• What the task requires:
For each line in the data below that has the word "opened", copy that line.

Data for review START

Issue #96, opened 2022-03-16
Ads consent with the new UMP SDK implementation


birdofpreyru:
Sorry for not following the issue template, I am just trying to migrate my projects to v5 of this library, and need some place to record issues I encounter on the way :)

- Docs: [European User Consent](https://docs.page/invertase/react-native-google-mobile-ads/european-user-consent) page should mention that configuration is required in AdMob web console, at https://apps.admob.com/v2/privacymessaging. Right now it can be figured out from the link at [Installation](https://docs.page/invertase/react-native-google-mobile-ads#european-user-consent) page, but not on EUC page itself. Also, in my current understanding, it is not necessary for the library user to read entire [Obtaining Consent with the User Messaging Platform](https://developers.google.com/admob/ump/android/quick-start) document, for purposes of setting up.

- I am suspecting a bug in the library. I am creating GDPR form with three options (Consent / Do not consent / Manage options). It seems to work as expected when I do consent (including banner / interstitial ads being shown as expected, at the first glance). However, when I choose to **not consent** in the form, I am still getting `{"status": "OBTAINED"}` result from the **.showForm()** call (although no ads are served in that case).

birgernass:
Not receiving ads with the consent status being obtained is not a bug. You can find a bit more information about the change and how to get the consent information on the [migration page](https://docs.page/invertase/react-native-google-mobile-ads/migrating-to-v5) of the docs.

birdofpreyru:
@birgernass My main point was that I was getting `{"status": "OBTAINED"}` from **.showForm()** when I declined the consent in the form. I see, in the migration page it mentions that this status in this case just means the user have seen the form already and it is necessary to

> You can read the IABTCF_TCString key from standardUserDefaults / SharedPreferences and decode it with a library like [@iabtcf/core](https://github.com/InteractiveAdvertisingBureau/iabtcf-es/tree/master/modules/core#iabtcfcore) though.

It is however different from what is written in the main docs (https://docs.page/invertase/react-native-google-mobile-ads/european-user-consent#gathering-user-consent), and also IMHO counter-intuitive... why not return `{"status": "REQUIRED"}` if the consent requried, but user denied it in the form?

birgernass:
The interfaces tries to stick as close to the native implementation as possible. Required means that the user has not yet seen the modal and that you should show it.

birdofpreyru:
[...]

PR #103, opened 2022-03-28
feat(consent): add method that returns consent choices

birgernass:
### Description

Data for review END

• Answer to this task:
Issue #96, opened 2022-03-16
PR #103, opened 2022-03-28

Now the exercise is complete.